The shape and size of the intense vorticity structures in the flow differ from those where scalar gradients are intensified. This distinction is qualitatively represented by the velocity and scalar spectra. By conducting flow visualizations, it is possible to investigate the association of zones with an intense enstrophy density ($\mathcal{O}={\omega }_i{\omega }_i/2$) and high scalar dissipation density ($\mathcal{C}=g_{\theta i}{g}_{\theta i}$), and regions of intense strain magnitude ($\mathcal{S}=s_{ij}{s}_{ij}$). In forced isotropic turbulence, several regions with intense turbulent activity are observed. However, due to the three-dimensional nature of the flow, the visualizations are not as clear as those presented in Orlandi et al. [4], where a hierarchy of turbulent structures formed in the small region where the Lamb vortices collided. In the present flows, two-dimensional visualizations were performed in a plane defined by the $x_1$ and $x_3$ coordinates, covering the entire computational domain ($-\pi \le x_i\le \pi$). These visualizations revealed several spots with a high enstrophy and scalar gradient variance. To obtain a clear view of these turbulent structures, visualizations were performed for the $C6$ case at a low Reynolds number and $\mathit{Sc}=16$, focusing on a limited area ($-1\le x_i\le 1$). For the $A1$ flow case at a high Reynolds number and $\mathit{Sc}=0.5$, the structures were smaller compared to those in the $C6$ case. Therefore, the visualization area was further reduced to $-0.5\le x_i\le 0.5$.

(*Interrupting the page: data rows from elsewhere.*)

PR #1671, opened 2020-10-18
Add artifactory storage backend

### LINKED ISSUE #1130: Implement storage.Backend for Artifactory storage

bored-engineer:
Add the option to use [Artifactory](https://jfrog.com/artifactory/) as a storage backend for athens.
The implementation it is very similar to the existing `external` provider with a few tweaks specific to the [Artifactory REST API](https://www.jfrog.com/confluence/display/JFROG/Artifactory+REST+API) and specific configuration options added for usability.
Note: This client uses artifactory as a generic object storage backend, it may or may not be compatible with the folder structure created by official [Artifactory Go Registry](https://www.jfrog.com/confluence/display/JFROG/Go+Registry) plugin.

## How is the fix applied?
Implements a new `storage.Backend` which uses the [Artifactory REST API](https://www.jfrog.com/confluence/display/JFROG/Artifactory+REST+API) to read/write objects.
The upload action is accomplished by writing a zip file (generated on the fly) and using the `X-Explode-Archive: true` and `X-Explode-Archive-Atomic: true` so the objects are extracted atomically into a folder by artifactory.
Lister functionality is accomplished by the [FolderInfo](https://www.jfrog.com/confluence/display/JFROG/Artifactory+REST+API#ArtifactoryRESTAPI-FolderInfo) API call. 

Fixes #1130 (which was already closed/abandoned but is the closest match)

### DIFF
--- a/cmd/proxy/actions/storage.go
+++ b/cmd/proxy/actions/storage.go
@@ -9,6 +9,7 @@ import (
 	"github.com/gomods/athens/pkg/config"
 	"github.com/gomods/athens/pkg/errors"
 	"github.com/gomods/athens/pkg/storage"
+	"github.com/gomods/athens/pkg/storage/artifactory"
 	"github.com/gomods/athens/pkg/storage/azureblob"
 	"github.com/gomods/athens/pkg/storage/external"
 	"github.com/gomods/athens/pkg/storage/fs"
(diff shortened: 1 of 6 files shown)


bored-engineer:
```
redis: 2020/10/18 19:45:13 sentinel.go:393: sentinel: GetMasterAddrByName master="redis-1" failed: dial tcp: lookup redis-sentinel on 127.0.0.11:53: no such host
--
429 | with_redis_sentinel_test.go:31: redis: all sentinels are unreachable
```
Seems like the test failure is unrelated to the PR

arschles:
@bored-engineer yea, I think that's a flake. I restarted it. One question though - would it not be better to just use Artifactory as an upstream? iirc you can use it as a Go module server as well

bored-engineer:
> One question though - would it not be better to just use Artifactory as an upstream? iirc you can use it as a Go module server as well

Yes, that would absolutely make sense if that's an available in your environment. JFrog offers a [Go Registry](https://www.jfrog.com/confluence/display/JFROG/Go+Registry) that should be the first option to use.

In our environment that was not an option but using Artifactory as a storage backend was a business requirement (due to in-built compliance/security controls).

arschles:
@bored-engineer makes sense. Ok I will review this right now.

arschles (changes requested):
@bored-engineer this looks very well done, thanks for submitting it. The only thing left would be to write some tests.

PR #1674, opened 2020-10-27
Fix broken link to docker hub

trenton42:

A broken link to the docker hub image in the documentation.

## How is the fix applied?

Link fixed!


marwan-at-work (approved):
Thank you for the fix :v:

PR #1676, opened 2020-11-14
[WIP] Support for @v/list and @latest endpoints in an offline environment

cobalt77:

I am using Athens to use go modules in an offline, air-gapped environment. With download mode set to none, the @v/list and @latest api endpoints are still trying to go out to the internet to retrieve version information.

## How is the fix applied?

When download mode is set to none and disk storage is used, @v/list will list only the modules available on disk, and @latest will return the latest version from the modules available on disk. It will not try to go out to the internet, since nothing can be downloaded anyway with download mode set to none.

So far these changes are working perfectly in my environment. I am able to develop using go modules as if I was online with no workflow changes or workarounds. 

TODO: the implementation of @latest (sorting all the versions) could probably be moved somewhere else and/or simplified.

For reference, I am using the following system to synchronize the disk storage between my online and offline networks:

- On the online machine, keep an empty go project with a go.mod listing all the direct dependencies you need
- Run [this command](https://gist.github.com/cobalt77/b0d6951e3b142137f03937304f33bc16) to download all dependencies recursively into the local module download cache (~/go/pkg/mod/cache/download). 
    - This is important, and a simple `go mod download` doesn't really work, because (as far as I can tell) outdated semver-compatible dependencies need to be found before the go module system can decide that they can be updated. For example: your package directly requires foo v1.0.2. A dependency of yours requires foo v1.0.1. When online, go finds v1.0.1, but also knows that v1.0.2 is available, and the dependency's foo is updated to v1.0.2 automatically since it's semver compatible. But when offline, go still needs to be able to locate v1.0.1, which means we need both versions in our Athens disk cache. `go mod download` will only give you v1.0.2.
- Copy the download cache to the offline machine 
- Rename the files/folders into the format that Athens wants, copy everything into the Athens disk cache, and restart it.

This works and it's relatively easy. It would be nice to be able to configure Athens to serve the default download cache disk format instead of needing to re-structure the files. Maybe that could be a potential improvement for this PR.


arschles:
@cobalt77 we're not ignoring this. this feature has a relatively long history of discussion in the project, so I need to research all the past PRs and issues so I can properly review it. I'll do that and come review this early next week.

pkg/download/protocol.go
```diff
@@ -74,19 +77,27 @@ func (p *protocol) List(ctx context.Context, mod string) ([]string, error) {
 	ctx, span := observ.StartSpan(ctx, op.String())
 	defer span.End()
 
+	// If the download mode is None, we won't be downloading anything from
+	// the internet anyway, so we should only examine local storage.
+	localOnly := p.df.Match(mod) == mode.None
```
arschles, line 82: @cobalt77 I think we need a different signal to determine when to not look to the internet. `mode.None` means that a 404 should be returned for this module, unless I'm misunderstanding something?

pkg/download/protocol.go
```diff
@@ -145,12 +156,38 @@ func (p *protocol) Latest(ctx context.Context, mod string) (*storage.RevInfo, er
 	const op errors.Op = "protocol.Latest"
 	ctx, span := observ.StartSpan(ctx, op.String())
 	defer span.End()
-	lr, _, err := p.lister.List(ctx, mod)
-	if err != nil {
-		return nil, errors.E(op, err)
+
+	localOnly := p.df.Match(mod) == mode.None
```
arschles, line 160: same as my comment above

arschles (changes requested):
@cobalt77 except for my comment about `mode.None`, I think this is a good step toward enabling an "offline" mode that @nathanhack and others talked about in [this thread](https://github.com/gomods/athens/issues/1532#issuecomment-605214341)

pkg/download/protocol.go
cobalt77: Thought a lot about this. Let's say I have the following setup:
- Offline environment, and a self-hosted git server with some go modules
- Athens with file based storage and a dynamic config where all modules except my.git.server.com/* get download mode "None"

If I go get github.com/something, that will use download mode None and treat the contents of the athens cache as ground truth, and get me the latest of the available modules.
If I go get my.git.server.com/somethingelse, athens will go out to my git server for the module, and not assume that what's in cache is the latest.

This will work as expected with this change. But it changes what None does, and maybe there is a scenario where a 404 would be preferable. Or in online environments, athens treating the cache as ground truth _sometimes_ but not all the time could lead to nondeterministic behavior or other weird issues. 

What do you think about keeping None as-is (always 404 if it doesn't exist), and adding a new separate download mode that will do this?

PR #1672, opened 2020-10-19
Fix K8s service account usage

owenhaynes:
## What is the problem I am trying to address?

For the K8s service account to be used in the deployment, fix legacy resource,  and allow annotations on service account.

## How is the fix applied?

added the service account to the deployment

PR #1677, opened 2020-11-16
Allow using existing service accounts

bnrjee:

Right now, there is no way to use existing service accounts to deploy athens using helm chart. It always tries to create a new one. But the requirement here is to use a service account that has already been created.
## How is the fix applied?

Tested with dry-run and on kubernetes cluster. With this change, athens can use an exiting service account.

Fixes #

### DIFF
--- a/charts/athens-proxy/Chart.yaml
+++ b/charts/athens-proxy/Chart.yaml
@@ -1,6 +1,6 @@
 apiVersion: v1
 name: athens-proxy
-version: 0.4.15
+version: 0.4.16
 appVersion: 0.9.0
 description: The proxy server for Go modules
 icon: https://raw.githubusercontent.com/gomods/athens/main/docs/static/banner.png
--- a/charts/athens-proxy/templates/service-account.yaml
+++ b/charts/athens-proxy/templates/service-account.yaml
@@ -1,3 +1,4 @@
+{{- if .Values.serviceAccount.create }}
 apiVersion: v1
 kind: ServiceAccount
 metadata:
@@ -11,3 +12,4 @@ metadata:
   annotations:
 {{ toYaml . | indent 4 }}
   {{- end }}
+{{- end }}
--- a/charts/athens-proxy/values.yaml
+++ b/charts/athens-proxy/values.yaml
@@ -147,6 +147,7 @@ sshGitServers: {}
 goGetWorkers: 3
 
 serviceAccount:
+  create: true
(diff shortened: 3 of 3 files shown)


bnrjee:
@arschles,
Would it be possible for you to take a look?

arschles:
@bnrjee yes, I will look today ASAP

arschles (changes requested):
@bnrjee don't you need to change the serviceAccount parameter in the [deployment.yaml](https://github.com/gomods/athens/blob/2428d133b7cb39c552d87b72563528418030e009/charts/athens-proxy/templates/deployment.yaml#L37) file and parameterize the name?

bnrjee:
> @bnrjee don't you need to change the serviceAccount parameter in the [deployment.yaml](https://github.com/gomods/athens/blob/2428d133b7cb39c552d87b72563528418030e009/charts/athens-proxy/templates/deployment.yaml#L37) file and parameterize the name?

With the existing code(https://github.com/gomods/athens/pull/1672), a service account does get created and used. This PR will make sure, we will use the existing SAs and not create one. So, that kind of solves the problem.

bnrjee:
> > @bnrjee don't you need to change the serviceAccount parameter in the [deployment.yaml](https://github.com/gomods/athens/blob/2428d133b7cb39c552d87b72563528418030e009/charts/athens-proxy/templates/deployment.yaml#L37) file and parameterize the name?
> 
> With the existing code(#1672), a service account does get created and used. This PR intends to make sure that we will be able to use the existing SAs and not create one. So, that solves the problem we are facing.

@arschles , Would it be possible for you to take a took, based on my update?

abhay-krishna:
@arschles Is it possible to take a look at this and let us know your thoughts? Right now, we use a fork with the change that this PR adds. It would be helpful to have this feature in the upstream Athens so that we can remove forks and use charts directly from `gomods/athens`.

arschles:
@abhay-krishna yup, I'll take a look tomorrow - sorry for the long delay

arschles (approved):
@bnrjee this is great. sorry for the delay! 🚀

arschles:
@abhay-krishna @bnrjee you'll likely need to wait until we release a new version of Athens to take advantage of the helm chart changes. I'll be doing a release this week 👍

bnrjee:
Hi @arschles,
Please let us know, when can we expect a new release with these new changes.

PR #4182, opened 2015-11-23
Fix #4122 REST API authentication with invalid JSESSIONID and valid x…

### LINKED ISSUE #4122: REST API authentication with invalid JSESSIONID and valid x-molgenis-token gives 401
If you send an invalid JSESSIONID together with a valid x-molgenis-token, you'll get a 401.
I'd expect the valid token to win.

This happened in the RestClient interactions with molgenis initiated by the selenium tests.
Fixed it there by disabling cookie management

erwinwinder:
…-molgenis-token gives 401


fdlk:
Mhm.. Looks like it now gives the error message in html rather than json

PR #4206, opened 2015-11-25
Add update() function,

npklein:
- Extra info in error message when raise_for_status is called
- Fix error where .raise_for_status was called on a dictionary (when server response does not give an error)


molgenis-python/src/main/resources/templates/molgenis.py.ftl
```diff
@@ -158,3 +175,18 @@ class Session():
...
+        try:
+            if 'errors' in response.json() and 'message' in response.json()['errors'][0]:
+                error = (response.json()['errors'][0]['message'])
+        except json.decoder.JSONDecodeError:
+            pass
+        try:
+            response.raise_for_status()
+        except requests.exceptions.HTTPError as e:
+            if error:
+                raise requests.exceptions.HTTPError(str(e)+'\n'+error)
```
fdlk: But won't that mean that you lose the complete response including code, message and details in the error?

molgenis-python/src/main/resources/templates/molgenis.py.ftl
```diff
@@ -118,25 +118,42 @@ class Session():
...
+
+        Args:
+        entity -- fully qualified name of the entity
+        row_id -- id of the row of the entity to update
+        data -- dictionary mapping attribute name to non-file attribute value for the entity row, gets merged with the kwargs argument
+        **kwargs -- keyword arguments get merged with the data argument
+        '''
+        server_response_list = []
+        for key in data:
+            response = self.session.put(self.url+'v1/'+quote_plus(entity_name)+'/'+str(row_id)+'/'+key, data='"'+data[key]+'"', headers = self._get_token_header_with_content_type())
```
fdlk: So if one of the updates fails, the ones that got succesfully updated remain updated and the others are not attempted?

molgenis-python/src/main/resources/templates/molgenis.py.ftl
npklein: The message and details are in str(e). We could also use import traceback traceback.print_exc(), or some other solution. Because with response.raise_for_status() you will only get "<Response 404> Bad request", with no information about why it is a bad request.

fdlk: The error raised by raise_for_status contains the full response, so the caller has the complete information

npklein: When I add a duplicate value this is the traceback I get from raise_for_status:

Traceback (most recent call last):
  File "/Users/NPK/UMCG/git_projects/parse_rnaseq_output/run_parser.py", line 188, in <module>
    parse_output.parse_hisat(rundir_QC,connection,package=package)
  File "/Users/NPK/UMCG/git_projects/parse_rnaseq_output/PublicRNAseqParser/parse_output.py", line 291, in parse_hisat
    added_id = connection.add(package+'Hisat', data)[0]
  File "/Users/NPK/UMCG/git_projects/parse_rnaseq_output/PublicRNAseqParser/molgenis_wrapper.py", line 176, in add
    added_ids = self.session.add_all(entity_name, sanitized_data_list)
  File "/Users/NPK/UMCG/git_projects/parse_rnaseq_output/PublicRNAseqParser/molgenis.py", line 123, in add_all
    response.raise_for_status();
  File "/usr/local/lib/python3.5/site-packages/requests/models.py", line 837, in raise_for_status
    raise HTTPError(http_error_msg, response=self)
requests.exceptions.HTTPError: 400 Client Error: Bad Request for url: http://localhost:8080/api/v2/public_rnaseq_4_Hisat

This does not include why there was a bad request. response.json() has this:

{'errors': [{'message': "Duplicate value '1_internal_id_ATACseq-D_S3_L001' for unique attribute 'internalId_sampleid' from entity 'public_rnaseq_4_Hisat' (entity 1)"}]}

fdlk: If you catch the HttpError e then the response will be in e.response and the caller gets complete control over what to do with it. So for instance:
```
>>> try:
...   c.login('a','b')
... except requests.exceptions.HTTPError as e:
...   print(e.response.json())

{u'errors': [{u'message': u"org.springframework.security.core.userdetails.UsernameNotFoundException: unknown user 'a'"}]}
```

npklein: Ah cool! Sorry I missed that

molgenis-python/src/main/resources/templates/molgenis.py.ftl
fdlk: Given this some more thought and I think you need this functionality present in the API, so that it becomes transactional.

The normalized fluctuations of the above properties (${\mathcal{O}}^{\prime }$, ${\mathcal{C}}^{\prime }$, ${\mathcal{S}}^{\prime }$) can take both positive and negative values, indicating contributions greater or smaller than their mean values, respectively. These quantities are used to generate normalized PDFs and planar visualizations, as shown in Figure 7. The top row of Figure 7 shows that the three PDFs do not exhibit significant differences, and the probability of obtaining values that are five times greater than their root-mean-square value is relatively small. Furthermore, the positive tail of the PDFs is the same for both the $A1$ and $C6$ flows. The insets in Figure 7b,c indicate that there is only a Reynolds number effect on the negative values, which are associated with the shape and size of the large scales. From the PDFs alone, it can be concluded that they do not provide indications of the influence of the Reynolds number and Schmidt number on the shape and intensity of the structures.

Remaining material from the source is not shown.